Van Gogh's Cafe Terrace at Night
. . . Vincent packed up his painting gear and headed to the Place du Forum. By the time he had arrived, night had fallen. The spectacle of an artist clattering his easel into place in the dark, pebbled square may have looked like a joke to the locals who strolled by or sat under the awning of the Grand Cafe du Forum (it was reported with amusement in the local paper). Only a year earlier, Anquetin . . . had painted a similar nocturnal scene: a crowded sidewalk outside a butcher's shop illuminated only by gas light within the two big gas lanterns hanging form its canopy. Other than the rank of patrons pressed near the orange glow of the windows, the image consisted almost entirely of purple-blue darkness, broken into fragments of hue as if viewed through a blue-glass prism.
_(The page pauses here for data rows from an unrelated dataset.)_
PR #139, opened 2024-01-17
Add Synapse backup s3-integration

javierdelapuente:
Applicable spec: ISD095

### Overview

This PR creates a new integration with S3 with the goal of being able to create, list, restore
 and delete backups. Those tasks will be done in future PRs. In this one the goal is
to create the integration with a simple test to check that the bucket exists when s3-integration 
is integrated with Synapse. All this functionality will be refined in the next PRs.

### Rationale

Backups will me stored in S3, so the integration is needed.

### Juju Events Changes

`on_credentials_changed` and `on_credentials_gone` from the `charms.data_platform_libs.v0.s3` library.

### Module Changes

New module `backup` that will handle backup functionality and will use S3 credentials.

### Library Changes

Added  `charms.data_platform_libs.v0.s3` library.

### Checklist


docs/reference/integrations.md
```diff
@@ -94,3 +94,17 @@ For the smtp-integrator, insecure configurations with `transport_security=none`
...
 
 See more information in [Charm Architecture](https://charmhub.io/synapse/docs/explanation-charm-architecture).
+
+
+### s3-backup-parameters
+
+_Interface_: s3
+_Supported charms_: [s3-integrator](https://charmhub.io/s3-integrator/)
+
+In order to perform backups, Synapse has to be integrated with the s3-integrator charm using the
```
arturo-seijas, line 104: Can you specify what will be backed up?

src/backup.py
```diff
@@ -0,0 +1,133 @@
...
+from botocore.exceptions import ConnectionError as BotoConnectionError
+from charms.data_platform_libs.v0.s3 import CredentialsChangedEvent, S3Requirer
+from ops.framework import Object
+from pydantic import BaseModel, Field, validator
+
+logger = logging.getLogger(__name__)
+
+S3_CANNOT_ACCESS_BUCKET = "Backup: S3 bucket does not exist or cannot be accessed"
+S3_INVALID_CONFIGURATION = "Backup: S3 configuration is invalid"
+BACK_UP_STATUS_MESSAGES = (S3_INVALID_CONFIGURATION, S3_CANNOT_ACCESS_BUCKET)
```
arturo-seijas, line 20: s/BACK_UP_STATUS_MESSAGES/BACKUP_STATUS_MESSAGES?

src/backup.py
```diff
@@ -0,0 +1,133 @@
...
+        s3_uri_style: The S3 protocol specific bucket path lookup type.
+    """
+
+    access_key: str = Field(alias="access-key")
+    secret_key: str = Field(alias="secret-key")
+    region: Optional[str] = Field(default=None)
+    bucket: str
+    endpoint: Optional[str]
+    path: str = Field(default="")
+    s3_uri_style: str = Field(alias="s3-uri-style", default="host")
```
arturo-seijas, line 42: s/s3_uri_style/s3_uri?

src/backup.py
```diff
@@ -0,0 +1,133 @@
...
+            self._charm.unit.status = ops.BlockedStatus(S3_CANNOT_ACCESS_BUCKET)
+        logger.info("S3 backup correctly configured")
+
+    def _on_s3_credential_gone(self, _: CredentialsChangedEvent) -> None:
+        """Handle s3 credentials gone to reset unit status if it is now correct."""
+        if (
+            isinstance(self._charm.unit.status, ops.BlockedStatus)
+            and self._charm.unit.status.message in BACK_UP_STATUS_MESSAGES
+        ):
+            self._charm.unit.status = ops.ActiveStatus()
```
arturo-seijas, line 103: Doesn't this mean that the charm will reach active status when credentials are removed even if the params are still invalid?

src/backup.py
```diff
@@ -0,0 +1,133 @@
...
+    """
+    session = boto3.session.Session(
+        aws_access_key_id=s3_parameters.access_key,
+        aws_secret_access_key=s3_parameters.secret_key,
+        region_name=s3_parameters.region,
+    )
+    try:
+        s3 = session.resource("s3", endpoint_url=s3_parameters.endpoint)
+    except BotoCoreError:
+        logger.exception("Failed to create S3 session")
```
arturo-seijas, line 123: It might be helpful to print the exception trace too

src/backup.py
```diff
@@ -0,0 +1,133 @@
...
+        return False
+    bucket = s3.Bucket(s3_parameters.bucket)
+    try:
+        bucket.meta.client.head_bucket(Bucket=s3_parameters.bucket)
+    except (ClientError, BotoConnectionError):
+        logger.exception(
```
arturo-seijas, line 129: Same here

metadata.yaml
```diff
@@ -65,6 +65,10 @@ requires:
         interface: smtp
         limit: 1
         optional: true
+    s3-backup-parameters:
```
cbartz, line 68: Maybe just `s3-backup` or `backup`? I believe it is not relevant to a user that the integration will exchange parameters.

docs/reference/integrations.md
```diff
@@ -94,3 +94,17 @@ For the smtp-integrator, insecure configurations with `transport_security=none`
...
+endpoint s3-backup-parameters. Backups will be stored, listed and recovered from the location
+indicated in the S3 compatible object storage provider configuration provided by the integration.
+
+Example s3-backup-parameters integrate command: `juju integrate synapse:s3-backup-parameters s3-integrator`
+
+See more information in [Charm Architecture](https://charmhub.io/synapse/docs/explanation-charm-architecture).
```
cbartz, line 110: Shouldn't the architecture documents be updated when you refer to them?

src/backup.py
```diff
@@ -0,0 +1,133 @@
...
+    region: Optional[str] = Field(default=None)
+    bucket: str
+    endpoint: Optional[str]
+    path: str = Field(default="")
+    s3_uri_style: str = Field(alias="s3-uri-style", default="host")
+
+    @validator("region", always=True)
+    @classmethod
+    def check_region_or_endpoint_set(cls, region: str, values: dict[str, Any]) -> str:
+        """Validate that eather that region or endpoint are set.
```
cbartz, line 47:
```suggestion
        """Validate that either that region or endpoint is set.
```

src/backup.py
```diff
@@ -0,0 +1,133 @@
...
+    def _on_s3_credential_gone(self, _: CredentialsChangedEvent) -> None:
+        """Handle s3 credentials gone to reset unit status if it is now correct."""
+        if (
+            isinstance(self._charm.unit.status, ops.BlockedStatus)
+            and self._charm.unit.status.message in BACK_UP_STATUS_MESSAGES
+        ):
+            self._charm.unit.status = ops.ActiveStatus()
+
+
+def can_use_bucket(s3_parameters: S3Parameters) -> bool:
```
cbartz, line 106: To be compliant with our [contributing guide](https://github.com/canonical/is-charms-contributing-guide/blob/main/CONTRIBUTING.md#function-and-method-Ordering) , the function should appear before it is used, so above `_on_s3_credential_changed`.

tests/unit/test_backup.py
```diff
@@ -0,0 +1,182 @@
...
+from botocore.exceptions import BotoCoreError, ClientError
+from ops.testing import Harness
+
+import backup
+
+
+def test_s3_relation_validation_fails_when_region_and_endpoint_not_set():
+    """
+    arrange: Create s3 relation data without region nor endpoint.
+    act: Create S3Paramaters pydantic BaseModel from relation data.
```
cbartz, line 21:
```suggestion
    act: Create S3Parameters pydantic BaseModel from relation data.
```

src/backup.py
```diff
@@ -0,0 +1,133 @@
...
+            ValueError: if the configuration is invalid.
+        """
+        endpoint = values.get("endpoint")
+        if not region and not endpoint:
+            raise ValueError('one of "region" or "endpoint" needs to be set')
+        return region
+
+
+class SynapseBackup(Object):
+    """Class to manage Synapse backups over S3."""
```
cbartz, line 66: Does this class really manage backups? I believe its more of an observer and should perhaps be renamed to `BackupObserver` (and the module too) to distinguish between buisness and charm/event logic. There seems to be a similar split for the database. See also https://discourse.charmhub.io/t/specification-isd014-managing-charm-complexity/11619

cbartz (commented):
Looks good overall, left some comments.

src/backup.py
javierdelapuente: done!

src/backup.py
javierdelapuente: Good point. I have renamed the module and class and created a new module backup for the backup related logic.

src/backup.py
javierdelapuente: Not sure that would be clear, as a S3 URI is something like [S3://bucket-name/key-name](https://repost.aws/questions/QUFXlwQxxJQQyg9PMn2b6nTg/what-is-s3-uri-in-simple-storage-service)

arturo-seijas: So, bucket_pth or smth like that?

src/backup.py
javierdelapuente: `logger.exception` already logs the exception trace ([example execution](https://github.com/canonical/synapse-operator/actions/runs/7568727201/job/20612993165#step:13:518)). Not sure if that is what you are asking.

src/backup.py
javierdelapuente: logger.exception already logs the exception trace ([example execution](https://github.com/canonical/synapse-operator/actions/runs/7568727201/job/20612993165#step:13:518)). Not sure if that is what you are asking.

src/backup.py
javierdelapuente: Good point. However, reviewing the library, the event `credentials_gone` is emitted on `relation_broken`, so I understand that is reasonable. WDYT?

arturo-seijas: Won't running `_on_s3_credential_changed` handle the scenario I mention?

javierdelapuente: I included that logic in the `_on_s3_credential_changed` (so the unit can go back to active it the credentials are fixed without recreating the integration). Does that solve the issue you were seeing?

src/backup.py
cbartz: I think at this stage (without any real business logic) I would have just kept one module and seen `can_use_bucket` as a helper method to validate the relation data, but I suppose that is debatable.

src/backup.py
```diff
@@ -0,0 +1,86 @@
...
+        return False
+    bucket = s3.Bucket(s3_parameters.bucket)
+    try:
+        bucket.meta.client.head_bucket(Bucket=s3_parameters.bucket)
+    except (ClientError, BotoConnectionError):
+        logger.exception(
+            "Bucket %s doesn't exist or you don't have access to it.", s3_parameters.bucket
+        )
+        return False
+    return True
```
cbartz, line 86: Is it clear that a user can also write to a bucket in full? The current checks only see if it is accessible. Maybe there are ACLs that only allow read but not write.

src/backup.py
arturo-seijas: Makes sense

src/backup_observer.py
```diff
@@ -0,0 +1,67 @@
...
+            s3_parameters = S3Parameters(**self._s3_client.get_s3_connection_info())
+        except ValueError:
+            self._charm.unit.status = ops.BlockedStatus(S3_INVALID_CONFIGURATION)
+            return
+
+        if not can_use_bucket(s3_parameters):
+            self._charm.unit.status = ops.BlockedStatus(S3_CANNOT_ACCESS_BUCKET)
+            return
+
+        # At this point the S3 configuration is correct.
```
arturo-seijas, line 53: Why do you need this condition? Why not directly setting the status to Active?

src/backup.py
arturo-seijas: I think you need to execute all the logic in `_on_s3_credential_changed` whenever `self._s3_client.on.credentials_gone` is triggered

javierdelapuente: `credentials_gone` is emitted when the integration with the `s3-integrator` is [broken](https://github.com/canonical/synapse-operator/blob/c473364f8fc7a9ec4c4b58313cc0c371afeb4e96/lib/charms/data_platform_libs/v0/s3.py#L761). I assume that at that point there is no integration with the `s3-integrator` charm. Should the unit be blocked because of S3 issues when there is no integration?

arturo-seijas: Ok, that was not was I was expecting. It is a wrapper around "relation_broken". That's a bit weird, but ignore my comment

src/backup.py
javierdelapuente: I have been checking [`get_bucket_acl`](https://boto3.amazonaws.com/v1/documentation/api/latest/reference/services/s3/client/get_bucket_acl.html) and testing agains localstack and minio. The responses contain all the grants for the bucket, and then it will be necessary to check it against the acess key. As the next PR will write to the bucket, do you think we could tackle it there?

src/backup_observer.py
javierdelapuente: I believe the unit can be blocked, for example because pebble is not ready, and in that case we would set it to active.

src/backup.py
```diff
@@ -0,0 +1,86 @@
...
+        Raises:
+            ValueError: if the configuration is invalid.
+        """
+        endpoint = values.get("endpoint")
+        if not region and not endpoint:
+            raise ValueError('one of "region" or "endpoint" needs to be set')
+        return region
+
+
+def can_use_bucket(s3_parameters: S3Parameters) -> bool:
```
amandahla, line 59: @gregory-schiano Out of the context of this PR: Do you think that charm integrators could provide a function to validate what they are providing? SMTP, SAML, this one S3...Otherwise, all the charms would need something like this before using the configuration the Integrator provides.

src/backup_observer.py
```diff
@@ -0,0 +1,67 @@
+# Copyright 2024 Canonical Ltd.
```
amandahla, line 1: Minor: It's not a documented pattern but I think it would be nice to keep the Observer's file name/class the same as the integration in the metadata.yaml

src/backup_observer.py
amandahla: I see that this might happen but I think we should set this to ActiveStatus for now since the observer is not dealing with the workload here.

tests/unit/test_backup_observer.py
```diff
@@ -0,0 +1,120 @@
...
+
+import boto3
+import ops
+import pytest
+from ops.testing import Harness
+
+import backup_observer
+
+
+def test_on_s3_credentials_changed_correct(harness: Harness, monkeypatch: pytest.MonkeyPatch):
```
amandahla, line 18: Do you think this and the next 3 tests could be just one using pytest.mark.parametrize?

src/backup.py
nrobinaubertin: Shouldn't they fill the relation data only if the service they provide can reasonably be validated ?

tests/integration/test_charm.py
```diff
@@ -543,3 +543,92 @@ async def test_anonymize_user(
...
+):
+    """
+    arrange: Synapse App deployed and s3-integrator deployed with bucket created.
+    act:  integrate s3-integrator with Synapse.
+    assert: Synapse gets into active status.
+    """
+    s3_integrator_app = await model.deploy(
+        "s3-integrator",
+        channel="latest/edge",
+        config={
```
jdkandersson, line 562: Couldn't the `s3_backup_configuration` just be passed here directly rather than re-mapping it?

tests/integration/test_charm.py
```diff
@@ -543,3 +543,92 @@ async def test_anonymize_user(
...
+            "bucket": s3_backup_configuration["bucket"],
+            "path": s3_backup_configuration["path"],
+            "region": s3_backup_configuration["region"],
+            "s3-uri-style": s3_backup_configuration["s3-uri-style"],
+        },
+    )
+    await model.wait_for_idle(apps=[s3_integrator_app.name], idle_period=5, status="blocked")
+    action_sync_s3_credentials: Action = await s3_integrator_app.units[0].run_action(
+        "sync-s3-credentials",
+        **{
```
jdkandersson, line 573: Why unpack when these could just be arguments?

tests/integration/test_charm.py
```diff
@@ -543,3 +543,92 @@ async def test_anonymize_user(
...
+
+    await model.wait_for_idle(
+        idle_period=30,
+        apps=[synapse_app.name, s3_integrator_app.name],
+        status=ACTIVE_STATUS_NAME,
+    )
+
+    # Test cleanup
+    await model.remove_application("s3-integrator")
+    await model.block_until(lambda: "s3-integrator" not in model.applications, timeout=60)
```
jdkandersson, line 592: The issue with putting test cleanup in the test code is that, if the test fails, the cleanup code is not executed. Clean up code should go into fixtures which will get executed even if the test fails

tests/unit/test_backup.py
```diff
@@ -0,0 +1,73 @@
...
+from unittest.mock import MagicMock
+
+import boto3
+import pytest
+from botocore.exceptions import BotoCoreError, ClientError
+
+import backup
+
+
+def test_s3_relation_validation_fails_when_region_and_endpoint_not_set():
```
jdkandersson, line 16: Are there any other validations we should check?

tests/unit/test_backup.py
```diff
@@ -0,0 +1,73 @@
...
+            "secret-key": token_hex(16),
+            "region": "eu-west-1",
+            "bucket": "bucket_name",
+        }
+    )
+    session = MagicMock()
+    session.resource = MagicMock(side_effect=BotoCoreError())
+    monkeypatch.setattr(boto3.session, "Session", MagicMock(return_value=session))
+
+    assert backup.can_use_bucket(s3_parameters) is False
```
jdkandersson, line 52: what about `assert not ...`?

src/backup.py
cbartz: You can address this in the next PR, but I think you will not see any problems if you are the owner of the bucket.
I think your checks cover most cases, but there may be edge cases (user has read permission but no write permission) or maybe even a false negative check (user has no `s3:ListBucket` permission but `s3:PutObject` permission).
Feel free to resolve this conversation.

tests/unit/test_backup_observer.py
javierdelapuente: Renamed integration from s3-backup to backup as suggested by @cbartz

src/backup_observer.py
javierdelapuente: Renamed the integration from s3-backup to backup as suggested by @cbartz

tests/integration/test_charm.py
javierdelapuente: done!

tests/integration/test_charm.py
javierdelapuente: Refactored to get the s3 integrator from a fixture

tests/unit/test_backup.py
javierdelapuente: Sure!

tests/integration/test_charm.py
javierdelapuente: Refactored a bit to get the credentials from a fixture. Unfortunately, the arguments in this case contain `-`, so they are not valid Python identifiers, and it is not possible to use them as arguments.

tests/unit/test_backup_observer.py
javierdelapuente: Joined. Not sure which option looks better (now it looks a bit like Go)

tests/unit/test_backup.py
javierdelapuente: Yes, the correct case. And a hidden bug was in them...

src/backup_observer.py
javierdelapuente: Changed so now the observer does not check that the previous status was blocked because of S3 problems.

We could review and in case refactor how the status is set in a next PR.

src/backup.py
javierdelapuente: I close it while I think of a better way of checking it (or if it is too complex let it this way as a best effort).

arturo-seijas (approved):

src/backup.py
gregory-schiano: If your question is, should I trust that integrator in validating that the provided information are effectively correct and working ?
Then I'd say indeed these data should be checked when configured on the integrator and the integrator be blocked if they're not.
But effectively I don't think these validations are in place.
That's a good suggestion for improvement

amandahla: Thanks, I'll close this conversation to not block the PR but let me know if there is some place to add suggestions to the architecture guide or if this could be a story.

amandahla (approved):
LGTM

Placing himself at exactly the same oblique angle that Anquetin had chosen for his painting, Vincent used the cafe's huge awning to create the same plunging perspective into the dark street and night sky beyond. He tuned up the gas light until it filled the covered patio with bright yellow and spilled across the Crau-stone pavement in ripples of complementary color. "I often think the night is more alive and more richly colored than the day," he wrote as he added wide swaths of orange (for the floors) and blue (for the doors) to his Anquetin tribute. -- Steven Naifeh and Gregory White Smith, "Van Gogh: The Life".